= Saved entries =
_ _ _ _
PR #51, opened 2021-05-19
Vue 592

BoulderBrains:
[vue-592](https://kiva.atlassian.net/browse/VUE-592) KvSelect Component

- Created KvSelect component with Material design chevron
- Added KvSelect to storybook with a few variations
     - default
     - disabled
     - labelHidden
     - widthSet


kv-components/vue/stories/KvSelect.stories.js
```diff
@@ -0,0 +1,112 @@
...
+import KvMaterialIcon from '../KvMaterialIcon.vue';
+
+export default {
+	title: 'KvSelect',
+	component: KvSelect,
+};
+
+const Template = (args, { argTypes }) => ({
+	props: Object.keys(argTypes),
+	components: { KvSelect, KvMaterialIcon },
```
ryan-ludwig, line 12: I don't believe KvMaterialIcon is used anymore

kv-components/vue/KvSelect.vue
```diff
@@ -0,0 +1,72 @@
+<template>
+	<div>
+		<span class="relative">
```
ryan-ludwig, line 3: Small thing, but I think you can remove this span by putting the "relative" on the div above

mcstover:
@BoulderBrains could you please squash all your commits into 1 commit that uses the conventional commits spec?
https://www.conventionalcommits.org/en/v1.0.0/

I think this would be a `feat` type.

kv-components/vue/KvSelect.vue
emuvente: +1

BoulderBrains: Wasn't able to remove the double container, but reworked it as we discussed @ryan-ludwig

ryan-ludwig: @emuvente An issue came up with conflicting classes for positioning. If you were to use KvSelect somewhere with
`<kv-select class="absolute top-0 right-0">` 
that absolute class would create a conflict if KvSelect looked like
```
<template>
  <div class="relative...">
    <select...
 ```

Keeping the outer div fairly class-free seems like something we should be mindful of for these Kv* components.

File: package-lock.json [hunk 3]
```diff
@@ -32,6 +32,7 @@
       "dependencies": {
         "@mdi/js": "^5.9.55",
         "kv-tokens": "^0.0.1",
+        "tailwindcss": "npm:@tailwindcss/postcss7-compat@^2.1.0",
```
ryan-ludwig, line 35: Is there a change to package.json that needs to be committed?

ryan-ludwig:
This is looking great @BoulderBrains !

package-lock.json
BoulderBrains: I've don't have any package.json changes, this was added when you and I were on zoom earlier today. Without this line lint throws this error and prevents me from committing my code: 

/Users/joshua/kiva/kv-ui-elements/kv-tokens/configs/tailwind.config.js
  1:24  error  'tailwindcss' should be listed in the project's dependencies. Run 'npm i -S tailwindcss' to add it  import/no-extraneous-dependencies

✖ 1 problem (1 error, 0 warnings)

kv-components/vue/stories/KvSelect.stories.js
```diff
@@ -0,0 +1,107 @@
...
+				Choose an example
+			</label>
+			<kv-select
+				id="example-id"
+				:disabled="disabled"
+				@change="onChange"
+				v-model="exampleModel"
+				class="mt-2"
+			>
+					<option class="px-3 py-2" value="example1">Example one</option>
```
eddieferrer, line 29: The classes on the options are kind of annoying Because when using KvSelect, you'll have to remember to add these classes to your options elements. Could we possibly add these classes as mixins in the css of KvSelect? I'm thinking something like:
```
option {
  @apply px-3 py-2;
}

File: kv-components/vue/KvSelect.vue [hunk 5]
```diff
@@ -0,0 +1,72 @@
...
+			default: false,
+		},
+	},
+	data() {
+		return {
+			mdiChevronUp,
+		};
+	},
+	methods: {
+		onChange(event) {
```
eddieferrer, line 66: Is onChange needed? We already have a v-model that changes and contains this value, so anything that could be done with the onchange event could also be done with watching the v-model.

kv-components/vue/stories/KvSelect.stories.js
eddieferrer: Actually I think the `px-3 py-2` classes can be removed completely

kv-components/vue/KvSelect.vue
```diff
@@ -0,0 +1,72 @@
...
+<script>
+import { mdiChevronUp } from '@mdi/js';
+import KvMaterialIcon from './KvMaterialIcon.vue';
+
+export default {
+	components: {
+		KvMaterialIcon,
+	},
+	// v-model will change when select value updates
+	model: {
```
eddieferrer, line 32: This block is unnecessary

eddieferrer:
Alternatively, instead of using a default slot for all the options, we could pass in a prop that is an array of options...
`:options='options'`

options = [
{ label: 'example1', value: 'example1value' }
]

eddieferrer:
On smaller resolutions, when the select doesnt fit, the icon wraps by itself: 
Screen Shot 2021-05-20 at 8 11 55 AM

kv-components/vue/stories/KvSelect.stories.js
BoulderBrains: Thanks for catching this @eddieferrer, this was left over from me trying to style the open state of the dropdown before I realized that we're going with browser default and not what's shown in figma file.

kv-components/vue/KvSelect.vue
ryan-ludwig: @eddieferrer This is needed to get v-model working. Without it, `exampleModel` does not update when the select is changed in the example below.
```
	data: () => ({
		exampleModel: 'example2',
	}),
	template: `
		<div>
			exampleModel = {{exampleModel}}
			<kv-select
				v-model="exampleModel"
			>
					<option value="example1">Example one</option>
					<option value="example2">Example two</option>
					<option value="example3">Example three</option>
			</kv-select>
		</div>`,

Comment (eddieferrer) [reply kv-components/vue/KvSelect.vue:32]: You're totally right, I thought this was the default, but I think the default is input and not change.

**Comment by BoulderBrains** [comment]
@eddieferrer & @ryan-ludwig 
I've done some testing locally and I was unable to reproduce the label breaking on small screens. If the user sets the width of the select on the highest level div container, ie the one with inline-flex on it, the label goes behind the icon gracefully on small screens without applying the tailwinds class max-w-full (aka max-width: 100%). Am I misunderstanding the scenario that you're describing? 
width

**Comment by eddieferrer** [comment]
> @eddieferrer & @ryan-ludwig
> I've done some testing locally and I was unable to reproduce the label breaking on small screens. If the user sets the width of the select on the highest level div container, ie the one with inline-flex on it, the label goes behind the icon gracefully on small screens without applying the tailwinds class max-w-full (aka max-width: 100%). Am I misunderstanding the scenario that you're describing?
> width

I can't reproduce it now either. 👍  I think the wrapping div change fixed it

**Comment by BoulderBrains** [comment]
> Alternatively, instead of using a default slot for all the options, we could pass in a prop that is an array of options...
> `:options='options'`
> 
> options = [
> { label: 'example1', value: 'example1value' }
> ]

The combination of slots being the more flexible option and the current KvSelect component being built with <slot></slot> is why I chose to go with this method. But perhaps because the only thing we will be putting into the slot of a KvSelect would be the options to display, we could replace the <slot> with the :options='options' prop? 

Is that why you would push toward using the prop instead of the slot option @eddieferrer? If not, what's the benefit of changing from slot -> prop?

**Comment by eddieferrer** [comment]
> > Alternatively, instead of using a default slot for all the options, we could pass in a prop that is an array of options...
> > `:options='options'`
> > options = [
> > { label: 'example1', value: 'example1value' }
> > ]
> 
> The combination of slots being the more flexible option and the current KvSelect component being built with is why I chose to go with this method. But perhaps because the only thing we will be putting into the slot of a KvSelect would be the options to display, we could replace the with the :options='options' prop?
> 
> Is that why you would push toward using the prop instead of the slot option @eddieferrer? If not, what's the benefit of changing from slot -> prop?

I don't have a strong preference either way. 

While the slots is more flexible, it also generates more code in the parent component and a lot of times I think you'll be iterating through some array to generate the option tags anyway

**Review by mcstover — APPROVED** [review]
This is a good first version.

We might want to create a spike ticket around going the props route that can get into a deeper discussion about things like dividers and multi select that might eventually be needed in this component.

**Comment by eddieferrer** [comment]
@BoulderBrains Please remove or checkout from main kv-tokens/configs/tailwind.config.js  and package-lock so they aren't included in this

**Review by emuvente — APPROVED** [review]
👍 looks good

**Comment by BoulderBrains** [comment]
> @BoulderBrains Please remove or checkout from main kv-tokens/configs/tailwind.config.js and package-lock so they aren't included in this

The only changed files are now KvSelect.vue and KvSelect.stories.js.

File: kv-components/vue/KvSelect.vue [hunk 7]
```diff
@@ -0,0 +1,72 @@
+<template>
+	<div class="inline-flex">
+		<div class="relative w-full">
+			<select
+				:id="id"
+				:disabled="disabled"
+				:value="value"
+				class="text-base h-6 pr-4 pl-1 border border-gray-300 rounded-sm appearance-none w-full"
```
ryan-ludwig, line 8: I'd suggest `.pl-2` instead of `.pl-1` here to match their Figma doc.

kv-components/vue/KvSelect.vue
```diff
@@ -0,0 +1,72 @@
...
+		},
+	},
+	data() {
+		return {
+			mdiChevronDown,
+		};
+	},
+	methods: {
+		onChange(event) {
+			// emit a vue event
```
ryan-ludwig, line 67: Please remove this comment and add a JsDoc here of 
```
			/**
			 * The value that the select has changed to
			 * @event change
			 * @type {Event}
			 */			 
```

ryan-ludwig (approved):
Two minor tweaks, overall looks great!

eddieferrer (approved):
Nice!

BoulderBrains:
This branch got really messy when trying to squash and reword commits because I merged MAIN into it so many times. I'm closing this PR, checking out main, starting a fresh branch and picking out my changes more cleanly, not an ideal solution, but things are really tangled up currently.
_ _ _ _
= DESCRIPTION OF THE TASK =
The answer must be every line of the entries that includes the word "built".

= ANSWER FOR THIS EXERCISE =
The combination of slots being the more flexible option and the current KvSelect component being built with <slot></slot> is why I chose to go with this method. But perhaps because the only thing we will be putting into the slot of a KvSelect would be the options to display, we could replace the <slot> with the :options='options' prop? 
> The combination of slots being the more flexible option and the current KvSelect component being built with is why I chose to go with this method. But perhaps because the only thing we will be putting into the slot of a KvSelect would be the options to display, we could replace the with the :options='options' prop?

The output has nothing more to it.